28 maggio 2008

L'aria delle cose che mi piacciono

Oggi ho mollato tutto e tutti, parenti, amici, colleghi e all'una e mezza in punto sono partita per fare una pausa pranzo a modo mio, sola soletta, me myself and I (and a giant ice-cream, I must admit); obiettivo era quello di una cura ossigenante intensiva a base di aria delle cose che mi piacciono.
Prima tappa il Salotto Creativo della insostituibile e instancabile sig. ra Carla in Salita Ai 4 Canti, dove vado, oltre che a comprare, a rimirare i suoi tesori e fare due chiacchiere. Tra i tesori, appunto, che mi sento in dovere segnalare; bottoncini di ceramica e di madreperla, fiori e nappine in stoffa e, soprattutto, lini da ricamo (introvabili a Genova a prezzi umani).

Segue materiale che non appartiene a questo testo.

PR #912, opened 2026-04-01
fix: resolve multiple Plex DVR integration issues

Serph91P:
- Fix getDvrChannels to use DVR detail endpoint (/livetv/dvrs/{id}) instead of unreliable /livetv/dvrs/{id}/channels 
- Extract channel data from Device[].ChannelMapping[] in DVR response
- Fix Lineup channel parsing: use nested Lineup[].Channel[] structure with correct field names (channelVcn, identifier)
- Prevent getDvrChannels 404 from clearing stored DVR state
- Add extractLineupChannels() helper for reliable lineup parsing
- Replace Active Sessions with DVR Sync Status verification
- Fix TVG ID warning to require 'Channel Number' instead of 'Channel ID'
- Auto-set port when server type changes (Plex=32400, Emby/Jellyfin=8096)
- Prevent duplicate DVR creation by detecting existing DVR by device key
- Reuse locally stored DVR ID if it still exists in Plex
- Update all tests to match real Plex API response structures

### DIFF
--- a/app/Filament/Resources/MediaServerIntegrations/MediaServerIntegrationResource.php
+++ b/app/Filament/Resources/MediaServerIntegrations/MediaServerIntegrationResource.php
@@ -216,6 +216,13 @@ class MediaServerIntegrationResource extends Resource
                                 ->required()
                                 ->default('emby')
                                 ->live()
+                                ->afterStateUpdated(function (Set $set, ?string $state): void {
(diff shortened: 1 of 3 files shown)


Serph91P:
@sparkison found some bugs after rolling it out yesterday on my own “prod” system, after testing it only local :wink: Those are fixed now.

PR #916, opened 2026-04-01
fix: Restore in-app player transcoding routes and playback behavior

Warbs816:
## Summary

There are a handful of related in-app player playback issues that all stem from the same regression (dba5370), so I've bundled them together here.

The main thing still outstanding is that `Channel::getFloatingPlayerAttributes()` and `Episode::getFloatingPlayerAttributes()` currently build the in-app player URL via `getProxyUrl()`, which routes playback through the generic proxy path. This means the dedicated in-app transcoding settings (stream profiles) never get applied — the player ends up bypassing transcoding entirely. This PR adds dedicated signed routes for in-app playback so that transcoding works as expected again.

### Dedicated in-app player routes (the main fix)
- **`Channel.php` / `Episode.php`**: `getFloatingPlayerAttributes()` now generates a signed URL pointing to a dedicated in-app player route instead of the generic proxy. This keeps in-app transcoding settings isolated from external proxy URLs.
- **`routes/api.php`**: Registers the two new signed routes (`m3u-proxy.channel.player`, `m3u-proxy.episode.player`).

### Playlist live EPG playback
- **`EpgApiController.php`**: The EPG grid was still manually constructing player payloads via `getProxyUrl()`. Switched to `getFloatingPlayerAttributes()` so it follows the same corrected path.

### Pop-out player VOD format support
- **`PlayerController.php`**: Adds `mp4`, `m4v`, `mkv`, `webm`, `mov` to the pop-out player's allowed format list so VOD content plays natively without being coerced to `ts`.

### VOD page payload cleanup
- **`ViewVod.php` / `view-vod.blade.php`**: Replaces manually constructed payloads with `getFloatingPlayerAttributes()` to stay consistent.

### Player lifecycle improvements (stream-viewer.js)
- Moves `cleanup()` before setting `this.player` so reinitialization doesn't tear down the newly bound video element
- Differentiates live vs VOD/episode config in HLS.js and mpegts.js (buffer sizes, latency chasing, live sync) — VOD content no longer gets treated as a live stream
- Cleaner video element teardown (`removeAttribute('src')` instead of setting `src = ''`)

### Tests
- Adds `InAppPlayerTranscodingRouteTest.php` covering live channels, VOD, and episodes — verifies that in-app playback uses the signed routes and that proxy URLs remain unaffected by transcoding profiles.

## How to verify

1. Set a stream profile with a transcoding format (e.g. `m3u8`) as the default live or VOD profile
2. Play a live channel, VOD, and episode via the floating player — should hit the `/api/m3u-proxy/channel/{id}/player` (or episode equivalent) signed route
3. Play from the playlist live EPG — should use the same corrected path
4. Check that external proxy URLs (M3U output, Xtream API) are unaffected
5. Pop out a VOD with `.mkv` / `.mp4` — should play natively

### DIFF
--- a/app/Http/Controllers/PlayerController.php
+++ b/app/Http/Controllers/PlayerController.php
@@ -25,7 +25,7 @@ class PlayerController extends Controller
         }
 
         $streamFormat = (string) $request->query('format', 'ts');
-        if (! in_array($streamFormat, ['ts', 'mpegts', 'hls', 'm3u8'], true)) {
+        if (! in_array($streamFormat, ['ts', 'mpegts', 'hls', 'm3u8', 'mp4', 'm4v', 'mkv', 'webm', 'mov'], true)) {
             $streamFormat = 'ts';
         }
 
--- a/resources/js/vendor/stream-viewer.js
+++ b/resources/js/vendor/stream-viewer.js
@@ -187,7 +187,10 @@ function streamPlayer() {
                 console.error('Video element not found:', playerId);
                 return;
             }
-                        
+
+            // Clean up any existing players before binding the new video element
+            this.cleanup();
+
             // Store reference to video element for cleanup
             this.player = video;
 
@@ -196,9 +199,6 @@ function streamPlayer() {
 
             // Reset error counters
             this.fragmentErrorCount = 0;
-
-            // Clean up any existing players
-            this.cleanup();
 
             // Initialise progress tracking from data attributes
             this._initProgress();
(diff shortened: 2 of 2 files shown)


Warbs816:
@sparkison Sorry to effectively re-open #908 but the In-App Player seems so broken for me at the moment even on v0.10.31-dev. On this branch it's flawless and respects In-App Transcoding again. I've got Chromecast functioanlity working based on these fixes, it's basically impossible without! 😊

sparkison:
I started to go down the signed routes path too, but realized it's not going to work with long running streams (especially HLS). If a user is watching an HLS stream that's over 1hr long, they will need to close and re-open the player to generate a new URL for the next hour.

Let me know what you think! I'd like to get this solved, but don't think this is quite there...

sparkison:
Realized this isn't synced up with dev either and has merge conflicts. I'll take another look, or feel free to make another PR from the latest dev without signed URLs and I'll take another look!

Warbs816:
I'll take another look tonight, I wasn't aware of the signed route issues. Cheers!

sparkison:
> I'll take another look tonight, I wasn't aware of the signed route issues. Cheers!

No worries! I think I got it 🤞

PR #917, opened 2026-04-01
Add max connections and proxy override to Playlist Auths

Warbs816:
## Summary

- Adds per-auth **max concurrent connections** (`max_connections`) — enforced when proxy is active, with support for the global "stop oldest on limit" setting
- Adds per-auth **proxy override** (`enable_proxy`) — tri-state: inherit from playlist, force on, or force off
- Updates Xtream API `user_info` response to reflect per-auth limits (`max_connections`, `active_cons`)
- Adds `username` to proxy stream metadata for per-auth stream tracking

## Files changed

- **Migration** — adds `max_connections` and `enable_proxy` columns to `playlist_auths`
- **PlaylistAuth model** — `resolveEnableProxy()`, `isAtConnectionLimit()` helpers
- **PlaylistService** — returns `PlaylistAuth` as 5th element from `authenticate()`
- **M3uProxyService** — per-auth capacity checks, `stopOldestStreamByMetadata()`, username in metadata
- **XtreamStreamController** — returns `PlaylistAuth`, `resolveEnableProxy()` helper
- **XtreamApiController** — proxy override, per-auth info in Xtream response
- **PlaylistGenerateController** — proxy override for M3U generation
- **M3uProxyApiController** — PlaylistAuth lookup and passthrough
- **PlaylistAuthResource** — form fields, table columns
- **PlaylistAuthFactory** — new field defaults

## Test plan

- [ ] Run migration
- [ ] Proxy override: test all 6 combinations (alias on/off × auth inherit/force-on/force-off)
- [ ] Select hydration: save each option, re-open edit dialog, confirm correct value shown
- [ ] Max connections: test with limit=1 and limit=0, with "stop oldest" on and off
- [ ] Xtream API: verify `max_connections` and `active_cons` in `player_api.php` response
- [ ] Edge cases: disabled auth, expired auth, unassigned auth, pooled streams

### DIFF
--- a/app/Http/Controllers/XtreamStreamController.php
+++ b/app/Http/Controllers/XtreamStreamController.php
@@ -89,7 +89,7 @@ class XtreamStreamController extends Controller
                                 }
                             }
                         } catch (ModelNotFoundException $e) {
-                            return [null, null];
+                            return [null, null, null];
                         }
                     }
                 }


Warbs816:
It's worth noting that with this change if the auth is assigned to an alias, it inherits the proxy setting from the alias, not the main playlist.

It might be worth opening a discussion around removing the proxy and auth settings from Playlist Aliases, and moving them all to Playlist Auths as it'll allow for cleaner, more unified controls, just with the caveat that if you create an Alias, you must create and assign an Auth to it to be able to access it

Again the failed test isn't mine 😊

E poi dei manufatti davvero particolari, tra cui i paralumi ricamati a giorno dalla sig. ra Carla e due teli in seta dipinta di cui mi sono innamorata a prima vista (anche se purtroppo per ovvie ragioni di vincolo di bilancio resterà un amore privo di sbocchi futuri), che rappresentano rispettivamente un guerriero a cavallo e una barchetta in mezzo al mare di notte (per ogni onda del mare una strisciolina di seta cucita, pazzesco!!)
Seconda tappa; il mercatino vintage di Galleria Mazzini, rassegna mensile imperdibile di cose più o meno belle, ma se non altro colorate e divertenti; tazze, tazzine, chicchere e pinzillacchere, nuove, seminuove, sbeccate o da buttare, mobili, mobiletti, cassettiere e credenzine antichi, anticati o smaccatamente rifatti, giocattoli, libri, libretti, foto, cartoline, stampe antiche (quelle belle davvero!), bijoux, soprammobili, ninnoli vari. Insomma un po' all'insegna delle buone cose di pessimo gusto di gozzaniana memoria.

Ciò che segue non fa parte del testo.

PR #920, opened 2026-04-02
fix: Plex EPG/channel matching after recount for custom playlists

Serph91P:
Root cause: syncDvrChannels() built channel map against stale Plex lineup data because EPG refresh was triggered AFTER channel sync. Plex still had old XMLTV cached when mapping HDHR GuideNumbers.

Changes:
- EpgGenerateController: use pivot channel_number for custom playlists when id_channel_by is Number (falls back to global channel number)
- EpgGenerateController: add Cache-Control no-store headers to all 3 EPG response paths (cache HIT, compressed MISS, streaming MISS)
- PlexManagementService: reorder syncDvrChannels() to refresh EPG BEFORE channel sync loop (with 8s wait for Plex to fetch XMLTV)
- PlexManagementService: add 8s wait in addDvrDevice() before first channel sync so Plex can download XMLTV after DVR creation
- PlexManagementService: add mismatch detection logging in buildChannelMapPayload() when HDHR numbers don't match Plex lineup
- PlexManagementService: trigger POST RefreshEPGGuides in refreshGuides()
- ChannelsRelationManager, VodRelationManager, ChannelResource: clear EPG cache and dispatch SyncPlexDvrJob after channel recount
- Tests: add 3 EPG tests verifying pivot channel_number usage

### DIFF
--- a/app/Services/EpgCacheService.php
+++ b/app/Services/EpgCacheService.php
@@ -1223,6 +1223,49 @@ class EpgCacheService
     }
 
     /**
+     * Clear EPG file caches for all playlist types affected by a group channel recount.
+     *
+     * Uses the group's known playlist_id directly (skips loading channel IDs into PHP)
+     * and finds custom playlists via a JOIN on group_id.
+     */
+    public static function clearForGroup(int $groupId, int $playlistId): void
+    {
+        // Custom playlists that contain channels from this group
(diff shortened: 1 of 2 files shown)


Serph91P:
@sparkison another PR for Plex, did some more testing. Those are fixed now. Tested with my local Plex.

PR #923, opened 2026-04-02
Fix: playlist-level transcoding profiles should not apply to in-app player

Warbs816:
## Summary

Playlist-level stream profiles (set per-playlist in playlist settings) were being applied to the in-app floating/popout player when no in-app transcoding profile was configured in Preferences. This caused **broken playback in the in-app player** - the player would fail to load streams because the playlist transcoding profile was not compatible with the in-app player's proxy flow. These profiles are intended for external clients (VLC, Kodi, etc.) and should not affect in-app playback.

## Root Cause

`channelPlayer()` and `episodePlayer()` in `M3uProxyApiController` had a fallback that loaded the playlist's `streamProfile` / `vodStreamProfile` when no in-app transcoding profile was set in Preferences > In-App Player Transcoding. This caused the in-app player to unexpectedly transcode streams using the playlist's external client profile, which broke playback.

## Fix

- Removed the playlist profile fallback from both `channelPlayer()` and `episodePlayer()`. The in-app player now exclusively uses profiles configured in **Preferences > In-App Player Transcoding**. If no profile is configured, direct proxying is used (no transcoding).
- Updated the helper text on the playlist transcoding profile selects across all four playlist resources (Playlist, MergedPlaylist, CustomPlaylist, PlaylistAlias) to clarify they apply to external clients only and do not affect the in-app player.

## Files Changed

- `app/Http/Controllers/Api/M3uProxyApiController.php`
- `app/Filament/Resources/Playlists/PlaylistResource.php`
- `app/Filament/Resources/MergedPlaylists/MergedPlaylistResource.php`
- `app/Filament/Resources/CustomPlaylists/CustomPlaylistResource.php`
- `app/Filament/Resources/PlaylistAliases/PlaylistAliasResource.php`

### DIFF
--- a/app/Filament/Resources/CustomPlaylists/CustomPlaylistResource.php
+++ b/app/Filament/Resources/CustomPlaylists/CustomPlaylistResource.php
@@ -433,7 +433,7 @@ class CustomPlaylistResource extends Resource
                                 ->searchable()
                                 ->preload()
                                 ->nullable()
-                                ->helperText('Select a transcoding profile to apply to Live streams from this playlist. Leave empty for direct stream proxying.')
+                                ->helperText('Select a transcoding profile to apply to Live streams for external clients (VLC, Kodi, etc.). Does not affect the in-app player. Leave empty for direct stream proxying.')
                                 ->placeholder('Leave empty for direct stream proxying'),
                             Select::make('vod_stream_profile_id')
                                 ->label('VOD and Series Streaming Profile')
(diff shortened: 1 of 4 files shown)


Warbs816:
I changed this because when no in-app transcode was set but a playlist-level transcode was, in-app playback was broken. It also makes sense to give more control 😊

sparkison:
> I changed this because when no in-app transcode was set but a playlist-level transcode was, in-app playback was broken. It also makes sense to give more control 😊

makes sense! Thank you 🙏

Mi fa sempre sorridere il capannello di donne attorno al banchetto dell'artigianato russo (che, per chi è pratico, resta già fuori dalla galleria, in largo San Giuseppe, proprio di fronte alla chiesa di Santa Marta) con il suo groviglio di fili di perle scaramazze, pietre semipreziose e resine sintetiche e, nell'altra metà del banco, la pila dei colbacchi, assolutamente inutili per i mitissimi inverni genovesi, ma ugualmente contesi dalle clienti che sgomitano per provarseli, forse decise a sentirsi per un'ora Anna Karenina, l'Anna Karenina della pausa pranzo.